Éstas y otras cifras convierten al español en el más preciado bien económico que tenemos. Y lo consolidan como un idioma necesario para la economía de mercado global del siglo XXI: todo aquel que quiera entrar en el mercado hispanoamericano necesita hablar español. Igualmente, el español abre puertas profesionales y ensancha las oportunidades de futuro de aquellos que lo aprenden. De ahí su incuestionable valor instrumental. Lengua y economía deben ir de la mano. Algo que no siempre ocurre.

Si se ignoran mutuamente, estaremos perdiendo grandes oportunidades. Nos asombramos a veces de que un país como Reino Unido haya sido capaz de convertir el inglés en su tercera industria, en una inagotable fuente de ingresos. España tiene ante sí el reto de convertir el español —y las industrias del español— en una cantera de potencialidades.

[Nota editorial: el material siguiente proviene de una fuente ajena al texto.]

PR #514, opened 2022-12-06
API rename cost_curve in objective_list

### LINKED ISSUE #463: API rename `cost_curve` in stopping criterion ?
It's not a curve but a list, and it contains objectives (dicts) that are broader than plain cost. WDYT of `objective_list` ?
 
A priori this part of the code is not exposed so no need for a deprecation cycle.

AmelieVernay:
fix #463


tomMoral (approved):
LGTMm thx @AmelieVernay

PR #523, opened 2022-12-20
WIP Document compute returns

### LINKED ISSUE #522: Add description to objective columns
It would be nice to have a textual description of objective columns displayed in benchopt results I think!
These descriptions could take the form of strings (or docstrings?) written where the objective columns are defined.
Thank you for all the effort and the nice librairie anyways :blush:

mathurinm:
thanks to numpydoc it can be done quite easily.
We need to have valid variable names as keys i nthe dict which is currently not the case (eg in Ridge, "Test loss" cannot be parsed properly)

Once we have retrieved this where do we store it and in which fashion do we display it in the HTML ?

closes #522

### DIFF
--- a/benchopt/plotting/generate_html.py
+++ b/benchopt/plotting/generate_html.py
@@ -6,6 +6,7 @@ from datetime import datetime
 import numpy as np
 import pandas as pd
 from mako.template import Template
+from numpydoc import NumpyDocString
 
 from benchopt.benchmark import Benchmark
 from ..constants import PLOT_KINDS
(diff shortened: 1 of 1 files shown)


mathurinm:
@tomMoral is it not redundant to store these as a column of the results dataframe? It seems very redundant as it's the same for each row, but we already do this for the results of `get_sys_info`.

And where would we display it on the HTML?

tomMoral:
I would put is in the benchmark metadata, stored in `benchmark_meta.json`? Not sure it is worth putting in the result file (eventhough the compression in parquet should minimize the impact).
For the display, I would say we could be displayed here?

image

¿Podemos cuantificar la contribución de la lengua española a nuestra economía? Hace unos años, un equipo de expertos dirigido por el recordado Ángel Martín Municio evaluó en el 15 % la aportación del español al PIB. Investigaciones más recientes lo sitúan en el entorno del 16 %. El I Congreso Internacional Economía y Cultura también contribuirá a concretar el valor económico del sector cultural en España.

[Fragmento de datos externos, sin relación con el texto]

PR #529, opened 2022-12-29
DOC add page on curve sampling and stopping criterion

### LINKED ISSUE #528: Understanding the sampling rate of the objective values in the plots
[User story]
When writing a new solver's run method **it is unclear how often and when exactly are the values of the underlying model gonna be sampled to create the final curves (computing objective values)**.
Going through the code files it seems when using, for instance, `iterations` strategy they might be sampled "logarithmically" until `n_iter`, restarting the `run` method from scratch each time (same for `tolerance` strategy).
When using a callback however they seem to be sampled each time the callback is called, or are they ? It's not clear from the documentation. Is the callback used only to know when to stop the solver or does it have an influence on the sampling rate ?  

Following this absence of documentation on this specific point a lot of questions remain unanswered:
For instance when writing a naïve run method as below with `n_iter` empty, it seems 3-4 points are created by default. Why is that the case ? Is it because there is a default `n_iter` that would create 3-4 points when sampled logarithmically ?
```python
def run(self, n_iter):
    self.my_solver(self.X, self.y, 100)
    return self.my_solver._model
```
Is there a way to control the frequency of the sampling (see #526 for instance) ? What happens when the solver exposes the intermediate values of the model ? Can we take advantage of that without restarting the solver each time ? 

It seems BenchOpt already has answers for all those questions but it is unclear where to find them.

I really think some documentation improvement on this specific part including precise walk-through examples would go a long way into better onboarding users. Even though existing documentation is already great and templates are super cool !

mathurinm:
Closes #528

### DIFF
--- a/doc/convergence_curves.rst
+++ b/doc/convergence_curves.rst
@@ -3,23 +3,28 @@
 Sampling of convergence curves: ``stopping_strategy``
 =====================================================
 
-There are two ways to create a convergence curve for a given solver, controlled by the ``stopping_strategy`` attribute of the solver.
+For each solver, there are two ways to create a convergence curve.
+They are chosen by the ``stopping_strategy`` attribute of the solver.
 
 1. Using iterations or tolerance
 --------------------------------
 
-The first way, used for black box solvers, is to create curves by calling the ``Solver.run`` method several times for each solver with different values for the ``stop_val`` parameter.
-The solver is restarted from scratch at each call to ``run``.
-- if the solver's ``stopping_strategy`` is ``"iteration"``, the number of iterations passed to ``run`` increases geometrically from 1 with a factor XXX, eventually switching to XXX if the curves becomes flat., and the
-- if the solver's ``stopping_strategy`` is ``"tolerance"``, the ``stop_val`` parameter corresponds the the tolerance, and decreases geometrically by a factor of XXX between each call to ``run``, starting from XXX.
 
+The first way is to use ``Solver.stopping_strategy = "iteration"`` or ``Solver.stopping_strategy = "tolerance"``.
+This is used for black box solvers, where one can only get the result of the solver for a given number of iterations or numerical tolerance.
+This stopping strategy creates curves by calling ``Solver.run(stop_val)`` several times with different values for the ``stop_val`` parameter:
+- if the solver's ``stopping_strategy`` is ``"iteration"``, the number of iterations passed to ``run`` increases geometrically by at least 1, starting from 1 with a factor 1.5.
+If the objective curve becomes too flat, the geometric factor is multiplied by 1.2.
+- if the solver's ``stopping_strategy`` is ``"tolerance"``, the ``stop_val`` parameter corresponds to the tolerance, and decreases geometrically by a factor of 1.5 between each call to ``run``, starting from 1. The first call uses a tolerance of 1e38.
 
-The evolution of ``stop_val`` can be controlled on a solver level, by implementing a  ``Solver.get_next`` method, which receives the current value for tolerance/number of iterations, and should return the next one.
+Note that the solver is started from scratch at each call to ``solver.run``.
+For more advanced configurations, the evolution of ``stop_val`` can be controlled on a per solver basis, by implementing a static  ``Solver.get_next`` method, which receives the current value for tolerance/number of iterations, and returns the next one.
 
 2. Using a callback
 -------------------
 
-The solution above can be costly. When the solvers expose the intermediate values of the iterates, it is possible to create the curve in a single solver run, by using a callback method.
+The solution above can be costly.
+When a solver exposes the intermediate values of the iterates, it is possible to create the curve in a single solver run, by using a callback method.
 XXX link to solver code.
 
 When are the convergence curves considered complete: ``StoppingCriterion``
--- a/doc/convergence_curves.rst
+++ b/doc/convergence_curves.rst
@@ -1,7 +1,7 @@
 .. _convergence_curves:
 
-Choose the sampling of convergence curves
-=========================================
+Sampling of the convergence curves
+==================================
 
 For each solver, there are two ways to create a convergence curve.
 They are chosen by the ``stopping_strategy`` attribute of the solver.
@@ -14,9 +14,11 @@ The first way is to use ``Solver.stopping_strategy = "iteration"`` or ``Solver.s
 This is used for black box solvers, where one can only get the result of the solver for a given number of iterations or numerical tolerance.
 This stopping strategy creates curves by calling ``Solver.run(stop_val)`` several times with different values for the ``stop_val`` parameter:
 
-- if the solver's ``stopping_strategy`` is ``"iteration"``, the number of iterations passed to ``run`` increases geometrically by at least 1, starting from 1 with a factor 1.5. Note that the first call uses a number of iterations of 0.
+- if the solver's ``stopping_strategy`` is ``"iteration"``, the number of iterations passed to ``run`` increases geometrically by at least 1, starting from 1 with a factor 1.5.
+  Note that the first call uses a number of iterations of 0.
 
-- if the solver's ``stopping_strategy`` is ``"tolerance"``, the ``stop_val`` parameter corresponds to the tolerance, and decreases geometrically by a factor of 1.5 between each call to ``run``, starting from 1 at the second call. Note that the first call uses a tolerance of 1e38.
+- if the solver's ``stopping_strategy`` is ``"tolerance"``, the ``stop_val`` parameter corresponds to the tolerance, and decreases geometrically by a factor of 1.5 between each call to ``run``, starting from 1 at the second call.
+  Note that the first call uses a tolerance of 1e38.
 
 In both cases, if the objective curve is flat (i.e., the variation of the objective between to points is numerically 0), the geometric rate is multiplied by 1.2.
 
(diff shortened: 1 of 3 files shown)


doc/convergence_curves.rst
```diff
@@ -0,0 +1,38 @@
...
+=====================================================
+
+There are two ways to create a convergence curve for a given solver, controlled by the ``stopping_strategy`` attribute of the solver.
+
+1. Using iterations or tolerance
+--------------------------------
+
+The first way, used for black box solvers, is to create curves by calling the ``Solver.run`` method several times for each solver with different values for the ``stop_val`` parameter.
+The solver is restarted from scratch at each call to ``run``.
+- if the solver's ``stopping_strategy`` is ``"iteration"``, the number of iterations passed to ``run`` increases geometrically from 1 with a factor XXX, eventually switching to XXX if the curves becomes flat., and the
```
jeandut, line 13: Thanks for the great PR ! Could it be explained how exactly is the curve deemed flat with pointers to the lines of code that take care of that ?
I am assuming it uses heuristics similar to this dynamic learning rate scheduler (http://blog.dlib.net/2018/02/automatic-learning-rate-scheduling-that.html) ?

mathurinm: @jeandut I did another pass on the PR, could you point anything that remains unclear? Thanks for the great feedback :pray:

doc/convergence_curves.rst
```diff
@@ -0,0 +1,51 @@
...
+1. Using iterations or tolerance
+--------------------------------
+
+
+The first way is to use ``Solver.stopping_strategy = "iteration"`` or ``Solver.stopping_strategy = "tolerance"``.
+This is used for black box solvers, where one can only get the result of the solver for a given number of iterations or numerical tolerance.
+This stopping strategy creates curves by calling ``Solver.run(stop_val)`` several times with different values for the ``stop_val`` parameter:
+
+- if the solver's ``stopping_strategy`` is ``"iteration"``, ``stop_val`` is  the number of iterations passed to ``run``.
+  It increases geometrically by at least 1, starting from 1 with a factor 1.5.
```
jeandut, line 18: Maybe a small markdown equation would help ? But this is already super helpful.

doc/convergence_curves.rst
```diff
@@ -0,0 +1,51 @@
...
+  Note that the first call uses a number of iterations of 0.
+
+- if the solver's ``stopping_strategy`` is ``"tolerance"``, the ``stop_val`` parameter corresponds to the numerical tolerance.
+  It decreases geometrically by a factor of 1.5 between each call to ``run``, starting from 1 at the second call.
+  Note that the first call uses a tolerance of 1e38.
+
+In both cases, if the objective curve is flat (i.e., the variation of the objective between two points is numerically 0), the geometric rate is multiplied by 1.2.
```
jeandut, line 25: Thank you ! Very helpful !

doc/convergence_curves.rst
```diff
@@ -0,0 +1,51 @@
...
+
+Note that the solver is started from scratch at each call to ``solver.run``.
```
jeandut, line 27:
```suggestion
Note that the solver is restarted from scratch at each call to ``solver.run``.
```

doc/convergence_curves.rst
```diff
@@ -0,0 +1,51 @@
...
+For more advanced configurations, the evolution of ``stop_val`` can be controlled on a per solver basis, by implementing a static  ``Solver.get_next`` method, which receives the current value for tolerance/number of iterations, and returns the next one.
+
+2. Using a callback
+-------------------
+
+restarting the solver from scratch, though inevitable to handle black box solvers, can be costly.
```
jeandut, line 33:
```suggestion
Restarting the solver from scratch, though inevitable to handle black box solvers, can be costly.
```

jeandut (approved):
Thank you very much for this PR. It is super helpful I made minor comments regarding typos on the doc but it's already great !
I have also a few general comments regarding this PR but none of them is blocking:
- Step-by-step examples of using the callback strategy as in ResNet classification benchmark would be nice as it is still not immediately obvious how one would go about implementing a callback in the general case.
- Overall in my opinion there is a confusion between sampling rate and stopping criterion. I.e. one could want to have a uniform sampling rate (every iteration) but a tolerance stopping criterion. Therefore ideally one would like to separate those two concepts in the code as well for more modularity.

doc/convergence_curves.rst
```diff
@@ -0,0 +1,51 @@
...
+
+When a solver exposes the intermediate values of the iterates, it is possible to create the curve in a single solver run, by using ``stopping_strategy = "callback"``.
+In that case, the argument passed to ``Solver.run`` will be a callable object, ``callback``.
+Every time it is called inside ``Solver.run`` with the current iterate ``x`` as argument, this object will store the objective value at the current iterate, and the current running time.
```
tomMoral, line 37: It is not this.
Actually, `stopping_strategy == "callback"` follows the same principle as `"iteration"`, except that `n_iter` is replaced by the number of call to the callback.

The loss is computed only when reaching this `stop_val` iterations and `shoud_stop` is also only called at this moment.

I think I agree with @jeandut that this is a bit a "melange des genres". I am all up to improve this, but the best would be to take time to discuss what we wanna do, to have a proper solution. Happy to chat IRL with you two.

doc/convergence_curves.rst
```diff
@@ -0,0 +1,51 @@
...
+
+For each solver, there are two ways to create a convergence curve.
+They are chosen by the ``stopping_strategy`` attribute of the solver.
+
+1. Using iterations or tolerance
+--------------------------------
+
+
+The first way is to use ``Solver.stopping_strategy = "iteration"`` or ``Solver.stopping_strategy = "tolerance"``.
+This is used for black box solvers, where one can only get the result of the solver for a given number of iterations or numerical tolerance.
```
tomMoral, line 14:
```suggestion
This is used for black box solvers, where one can only get the result of the solver for a given number of iterations or for a given numerical tolerance.
```

tomMoral, line 14:
```suggestion
This is used for black box solvers, where one can only get the result of the solver for a given number of iterations or for a given numerical tolerance.
```

doc/convergence_curves.rst
tomMoral: I would move this comment up, before describing the two strqtegy, to avoid people missing it, considering that it is part of the second strategy. Or it could be highlighted as a `note`.

doc/convergence_curves.rst
mathurinm: I don't get it, there is a single loss computed per run, which is the final one?

doc/convergence_curves.rst
```diff
@@ -0,0 +1,51 @@
...
+
+
+When are the solvers stopped?
+=============================
+
+For each of the sampling strategies above, the solvers continue running (i.e. the callback returns ``True``, the number of iterations passed to ``Solver.run`` increases or the tolerance passed to ``Solver.run`` decreases) until ``Solver.StoppingCriterion.should_stop()`` returns ``True``.
+
+This value is determined by ``Solver.StoppingCriterion.check_convergence()``, based on the objective curve so far.
+For example, the ``check_convergence`` method of a ``SufficientDescentCriterion(eps, patience)`` returns ``True`` when the relative decrease of the objective was less than a tolerance ``eps`` for more than ``patience`` calls to ``check_convergence``.
+
```
tomMoral, line 60:
```suggestion
For each of the sampling strategies above, the solvers continue running (i.e. the callback returns ``True``, the number of iterations passed to ``Solver.run`` increases or the tolerance passed to ``Solver.run`` decreases) until it the ``StoppingCriterion.should_stop()`` associated to the solver ``Solver.stopping_criterion`` returns ``True``.

This method takes into account the maximal number of runs given as ``--max-runs``, the timeout given by ``--timeout`` and also tries to stop the solver if it has converged.
The convergence of a solver is determined by  the ``StoppingCriterion.check_convergence()`` method, based on the objective curve so far.
There are three ``StoppingCriterion`` implemented in ``benchopt``:
- ``SufficientDescentCriterion(eps, patience)`` considers that the solver has converged when the relative decrease of the objective was less than a tolerance ``eps`` for more than ``patience`` calls to ``check_convergence``.
- ``SufficientProgressCriterion(eps, patience)`` considers that the solver has converged when the objective has not decreased by more than a tolerance ``eps`` for more than ``patience`` calls to ``check_convergence``.
- ``SingleRunCriterion(stop_val)`` only call the solver once with the given stop_val. This criterion designed for methods that converge to a given value, when one aim to benchmark final performance of multiple solvers.

```

tomMoral (approved):
Nice one, did a couple suggestion.

Not sure how to link this page on the index. Maybe a better way would be to have a FAQ and put this as a link, with other link to some of the topics in https://benchopt.github.io/advanced.html?

doc/convergence_curves.rst
tomMoral: No, the loss is computed at the same point where it would have been with `stopping_strategy == "iteration"`, and the `should_stop` is also evaluated at the same points.
Basically, `callback` is a mirror for `iteration`, where the number of iterations is equal to the number of call to the callback.

doc/convergence_curves.rst
jeandut: Done !

mathurinm:
@tomMoral merge if new link location is OK

doc/convergence_curves.rst
```diff
@@ -0,0 +1,66 @@
...
+  It increases geometrically by at least 1, starting from 1 with a factor 1.5.
+  Note that the first call uses a number of iterations of 0.
+  The value from one call to the other follows:
+
+  .. math::
+
+    \text{stop_val} = \max(\text{stop_val} + 1, \text{int}(\rho * \text{stop_val}))
+
+- if the solver's ``stopping_strategy`` is ``"tolerance"``, the ``stop_val`` parameter corresponds to the numerical tolerance.
+  It decreases geometrically by a factor of 1.5 between each call to ``run``, starting from 1 at the second call.
```
tomMoral, line 27:
```suggestion
  It decreases geometrically by a factor :math:`\rho=1.5` between each call to ``run``, starting from 1 at the second call.
```

doc/convergence_curves.rst
```diff
@@ -0,0 +1,66 @@
...
+1. Using iterations or tolerance
+--------------------------------
+
+
+The first way is to use ``Solver.stopping_strategy = "iteration"`` or ``Solver.stopping_strategy = "tolerance"``.
+This is used for black box solvers, where one can only get the result of the solver for a given number of iterations or for a given numerical tolerance.
+This stopping strategy creates curves by calling ``Solver.run(stop_val)`` several times with different values for the ``stop_val`` parameter:
+
+- if the solver's ``stopping_strategy`` is ``"iteration"``, ``stop_val`` is the number of iterations passed to ``run``.
+  It increases geometrically by at least 1, starting from 1 with a factor 1.5.
```
tomMoral, line 18:
```suggestion
  It increases geometrically by at least 1, starting from 1 with a factor :math:`\rho=1.5`.
```

doc/convergence_curves.rst
tomMoral: A small pass on this text.
```suggestion
Like with ``stopping_strategy == "iteration"``, the loss is computed after a number of callback's calls that grows geometrically. If the loss was computed after :math:`n` calls, the loss and timing will be computed again when reaching :math:`\max(n+1, \rho * n)` calls to the callback.
The callback makes sure we do not account for loss computation time and also check for convergence every time the loss is computed (as described in the next section).
It returns ``False`` when the solver should be stopped. A classical usage pattern is:

.. code:: python

    def run(self, callback):
        x = ... # Initialize iterate

        while callback(x):
            x = ...  # Update iterate
        self.x = x

```

tomMoral (approved):
Great like this.
Just spotted a couple of typos and did a pass on the callback strategy.

doc/convergence_curves.rst
```diff
@@ -0,0 +1,78 @@
...
+
+    def run(self, callback):
+        x = ... # Initialize iterate
+
+        while callback(x):
+            x = ...  # Update iterate
+        self.x = x
+
+Each call to ``callback`` also calls  ``Solver.StoppingCriterion.should_stop`` and returns a boolean indicating whether or not the ``StoppingCriterion`` deems the solver should be stoppped.
+
```
tomMoral, line 62:
```suggestion
```

tomMoral:
Merging! thanks a lot @mathurinm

El español se ha encaramado al segundo lugar entre las lenguas más estudiadas. Según desveló el Instituto Cervantes en la Enciclopedia del español en el mundo, editada en colaboración con Plaza y Janés-Círculo de Lectores, de los 14 millones de alumnos que lo estudian, casi tres millones y medio viven en Europa, más de medio millón en África, mientras que Asia y el Pacífico Sur suponen el mayor reto que debemos afrontar en el siglo XXI.

Las perspectivas son inmejorables, en especial en tres países: Estados Unidos, Brasil y Filipinas. En el primero, las expectativas de crecimiento de la demanda de español se sitúan en torno al 60 %, en un mercado en plena expansión que supera los seis millones de estudiantes, y es que EE. UU. será el país con más hispanohablantes en 2050, por delante de México. El interés por dominar nuestra lengua no es baladí: los trabajadores bilingües ganan como media 7.000 dólares más al año que los que hablan sólo inglés.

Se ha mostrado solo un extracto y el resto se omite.